Money, I mean. Though the two are not entirely unexclusive in this version of eRepublik (Rising, anyone?)

The focus is now more on what you invest in your character. The more money you put in, the more bragging rights you will receive (bug-permitting, of course). This thinking has encroached upon most aspects of the game; that being more money equals more power equals a bigger signature on the forums. Before it was a factor, but a manageable factor. Now, the pursuit of attaining alpha-male (or female) status is being wholeheartedly exploited for financial purposes.

Our wars have become protracted, never-ending affairs, super-alliance versus super-alliance and all amounts of propaganda flying between the two. Our economy is stifled, shaken and stirred from its recent upheavals; many citizens find themselves below the poverty line. We send open letters, we write petitions, we ragequit and publicly poop ourselves in our impotent rage against the admins.

Sorry, what?

We have built entire governments on our forums and IRC. We have ministries, departments, armies and social institutions. We have free press, international trade, we have an elected body of representatives looking after our greater needs and development. We have instituted all the trappings of a modern, democratic eRepublic.

Yes, Plato is a natural role model for any emerging democracy. His thoughts on the structure of modern society became the basis of our own democratic republics of today. But we have evolved. We have sent Plato into his cave and from the shadows has emerged a whore in warpaint whose only mission is to clear out all that’s in your wallet.

Does any of this sound familiar?

It’s eLife, people. It’s hard. Work will suck your health and happiness. Women will do likewise to your bank account and you’ll rarely paid get what you think you deserve. The economy will falter, your skills will become worthless and you’ll probably wake up one day in Russia.

Well, maybe not all of us.

In any case, what we all bear witness to here is the evolution of eRepublik into what inevitably, lamentably reflects the world we actually live in. Perhaps we have caused as much with our resource wars, our treacheries and our unrepentant, imperial capitalism. It’s natural Carla and her ilk would come along and the game would commercialize. I don’t reference any external companies but we’re all familiar with this process from the preceding years; think user-generated news sites, social networking hubs and so on.

The game now forces us into more lifelike situations. To succeed, you must be a part of the society you call home.
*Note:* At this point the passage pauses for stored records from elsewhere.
PR #665, opened 2020-05-20
ci: Improve canary builds & publish behavior

### LINKED ISSUE #661: ci: Improve prerelease versioning logic
Our existing structure for canary versioning has been hard/confusing to debug/reason about lately. We’ve been hacking around Lerna’s `canary` solution, and I think it’s time to drop that entirely and calculate our own versions because it’s not working. I would like to propose a few changes/improvements:

- Consider dropping Lerna `--canary` usage and calculate the version for canary builds ourselves (we've had lots of issues around the lack of configurability here - see https://github.com/lerna/lerna/issues/1893 for an example)
- Change the prerelease dist-tags to follow the same style as master
- Don't do canary builds for release merge commits
- Delete `canary` preids accidentally created in #619 
- Unrelated, but while we're at it can we add `--force-publish="*"` for release/tag builds?

## Canary versions

To customize the version at all when using `lerna publish`, the `--canary` flag is required. Alternatively, we could run `lerna version` manually first, and then publish that version (the same flow we use for releases). This may not be necessary depending on what we decide for other solutions below. 

With the improvement to dist-tags (see below), I don't think the sha is completely necessary, so maybe we can continue using `--canary`. Previously, we were using it so that we didn't have conflicts after a "prerelease release" (since that resets the count). We should fix this properly by appending the previous release to the preid (e.g. `4.0.0-beta.4-next.0`). Also, with the improvements below, I think it's much more obvious what the affixed number means.

## Prerelease dist-tags

Our current dist-tag release strategy for prerelease branches does not line up with how we treat master. We have a tag for the canary build (`prerelease`), but no tag for alpha/beta releases. This is a bit confusing, and I think we should update to match. Proposal: 

`latest` = The latest released version (e.g. `3.7.0` )
`next` = The latest master merge (e.g. `3.8.1-next.0`)
`prerelease` = The latest prerelease released version (e.g. `4.0.0-beta.3`)
`prerelease-next` = The latest prerelease merge (e.g. `4.0.0-beta.4-next.0`)

Note: the number after the `next` tags indicates the number of canary builds since the last release (either `latest` or `prerelease`)

## Merge commit builds
It's confusing when we generate two builds for a release merge commit (one canary and one for the release itself). We should prevent canary builds in this instance.

We need to determine a way to detect a release merge commit (since the tag is applied after merging). We could either look for "chore: Release" in the commit message, or check if the commit contains changes to `CHANGELOG.md` (can assume this is a release).

anicholls:
## Summary

Addresses everything in https://github.com/Workday/canvas-kit/issues/661:

- Change prerelease canary dist tag to `prerelease-next` so it doesn't clobber `prerelease` releases
- Use previous release for canary preids instead of the sha (which can result in unpredictable resolutions). Example: `4.0.0-beta.4-next.0`
- Skip canary builds if last merge commit was a release (if `CHANGELOG.md` was changed)
- **Disable prerelease canaries for now**. The above changes will not be reflected as we've decided to disable prerelease canary builds temporarily since we've had some issues and they're not being used.
- **Change default publish behavior of Lerna to publish all modules regardless of whether they've been updated (`--force-publish="*"`)**

Closes #661

### DIFF
--- a/utils/publish-canary.js
+++ b/utils/publish-canary.js
@@ -18,7 +18,9 @@ let distTag;
 if (TRAVIS_BRANCH === 'master') {
   distTag = 'next';
 } else if (isPrerelease) {
-  distTag = 'prerelease-next';
+  // distTag = 'prerelease-next';
+  console.error('Prerelease canary builds disabled.');
+  process.exit(0);
 } else {
   console.error('No travis branch provided');
   process.exit(1);
--- a/utils/publish-canary.js
+++ b/utils/publish-canary.js
@@ -11,13 +11,14 @@ const {
   TRAVIS_BUILD_URL = 'https://travis-ci.org/Workday/canvas-kit/branches',
 } = process.env;
 
+const isPrerelease = TRAVIS_BRANCH.match(/^prerelease\/v\d*$/g);
 const data = {};
-let preid;
+let distTag;
 
 if (TRAVIS_BRANCH === 'master') {
-  preid = 'next';
-} else if (TRAVIS_BRANCH.match(/^prerelease\/v\d*$/g)) {
-  preid = 'prerelease-next';
+  distTag = 'next';
+} else if (isPrerelease) {
+  distTag = 'prerelease-next';
 } else {
   console.error('No travis branch provided');
   process.exit(1);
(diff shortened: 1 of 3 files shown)


utils/publish-canary.js
```diff
@@ -11,28 +11,72 @@ const {
...
+    return cmd(`git describe --abbrev=0`);
+  })
+  .then(releaseTag => {
+    const lastReleasePreId = releaseTag.trim().split('-')[1];
+
+    const lastReleaseNum = parseInt(lastReleasePreId.match(/\d+$/), 10);
+    const pos = lastReleasePreId.indexOf(lastReleaseNum);
+    const nextReleasePreId = lastReleasePreId.slice(0, pos) + (lastReleaseNum + 1);
+
+    const preid = isPrerelease ? `${nextReleasePreId}-next` : 'next';
```
anicholls, line 72: Grabs last release tag (e.g. `4.0.0-beta.3`), and grabs the prerelease suffix (`beta.3`). It then grabs the number at the end, and increments it. Finally it appends `-next` (e.g. `beta.4-next`).

This preid will result in a version in the form of `4.0.0-beta.4-next.X` (where X is the integer number of commits since the `4.0.0-beta.3` release

lychyi: I think this can be done using the [semver package](https://www.npmjs.com/package/semver#prerelease-identifiers) too. You can probably get rid of a lot of the custom logic in case it has some bugs that we're not catching now.

utils/publish-canary.js
```diff
@@ -11,28 +11,72 @@ const {
...
+      if (error) {
+        throw error;
+      }
+    }
+  );
+};
+
+cmd('git diff --name-only HEAD HEAD^')
+  .then(filesChangedInMerge => {
+    if (filesChangedInMerge.includes('CHANGELOG.md')) {
```
lychyi, line 53: What if we change/fix the `CHANGELOG.md` file as part of previous commit? Is there a better way to determine if the last merge was a commit?

anicholls: Not quite sure what you mean here. Are you talking about the case where we have a merge commit that updates the changelog that is not a release?

If so, I discussed that case with @NicholasBoll and we agreed it was probably fine if we cause a canary build to be skipped every once in a while. It seemed like a better option than the alternative of looking for `chore: Release` in the commit message (less room for user error)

You must work, you must trade, you must become economically and socially involved in your society. You need to play the monetary market, to buy a company and manipulate the economy of a nation to your advantage; you have to play the system in order to beat it.

The game has evolved, yes. It has not evolved for the better, no. I’m as disappointed as anyone that the developers chose to pick a new design rather than develop the existing application infrastructure. Yet it does represent a challenge similar to what we face in the real world. We are bombarded by advertising, propaganda, xenophobia and hate-mongering (known as Fox News in the real world), all asking us to accept their views while handing our cash over to their institutions.

It’s natural eRepublik would follow the same pattern.

No matter, there are 10% of 1.8 million playing this game and we’ll manipulate it into something acceptable at some point. Even it does mean open-sourcing the fucker.